## Data for this task
PR #14482, opened 2023-02-22
[neohub] Use createWebSocketClient

lolodomo:

### DIFF
--- a/bundles/org.openhab.binding.neohub/src/test/java/org/openhab/binding/neohub/test/NeoHubProtocolTests.java
+++ b/bundles/org.openhab.binding.neohub/src/test/java/org/openhab/binding/neohub/test/NeoHubProtocolTests.java
@@ -13,16 +13,23 @@
 package org.openhab.binding.neohub.test;
 
 import static org.junit.jupiter.api.Assertions.*;
+import static org.mockito.ArgumentMatchers.*;
+import static org.mockito.Mockito.*;
 
 import java.io.IOException;
 
 import org.eclipse.jdt.annotation.NonNullByDefault;
+import org.eclipse.jetty.client.HttpClient;
+import org.eclipse.jetty.util.ssl.SslContextFactory;
+import org.eclipse.jetty.websocket.client.WebSocketClient;
 import org.junit.jupiter.api.Test;
 import org.openhab.binding.neohub.internal.NeoHubBindingConstants;
 import org.openhab.binding.neohub.internal.NeoHubConfiguration;
 import org.openhab.binding.neohub.internal.NeoHubException;
 import org.openhab.binding.neohub.internal.NeoHubSocket;
 import org.openhab.binding.neohub.internal.NeoHubWebSocket;
+import org.openhab.core.io.net.http.WebSocketFactory;
+import org.openhab.core.thing.ThingUID;
 
 /**
  * JUnit for testing WSS and TCP socket protocols.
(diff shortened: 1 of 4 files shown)


bundles/org.openhab.binding.neohub/src/test/java/org/openhab/binding/neohub/test/NeoHubProtocolTests.java
```diff
@@ -70,7 +77,15 @@ void testWssConnection() throws NeoHubException, IOException {
             config.socketTimeout = SOCKET_TIMEOUT;
             config.apiToken = HUB_API_TOKEN;
 
-            NeoHubWebSocket socket = new NeoHubWebSocket(config, "test");
+            SslContextFactory.Client sslContextFactory = new SslContextFactory.Client();
```
andrewfg, line 80: There are three problems here:
1. When RUN_WSS_TEST is true and HUB_IP_ADDRESS is a valid value, the JUnit test does not exit at line 70, but actually proceeds to line 85; however the test then freezes at that line.
2. Not only should the Junit test not freeze, but if the value of HUB_API_TOKEN is valid , then the test should make an actual live online test to an existing online NeoHub; however with a mocked web socket factory, this will probably fail.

## Exercise requirements
Gather each line from the listing above that holds "valid".

## Task response
1. When RUN_WSS_TEST is true and HUB_IP_ADDRESS is a valid value, the JUnit test does not exit at line 70, but actually proceeds to line 85; however the test then freezes at that line.
2. Not only should the Junit test not freeze, but if the value of HUB_API_TOKEN is valid , then the test should make an actual live online test to an existing online NeoHub; however with a mocked web socket factory, this will probably fail.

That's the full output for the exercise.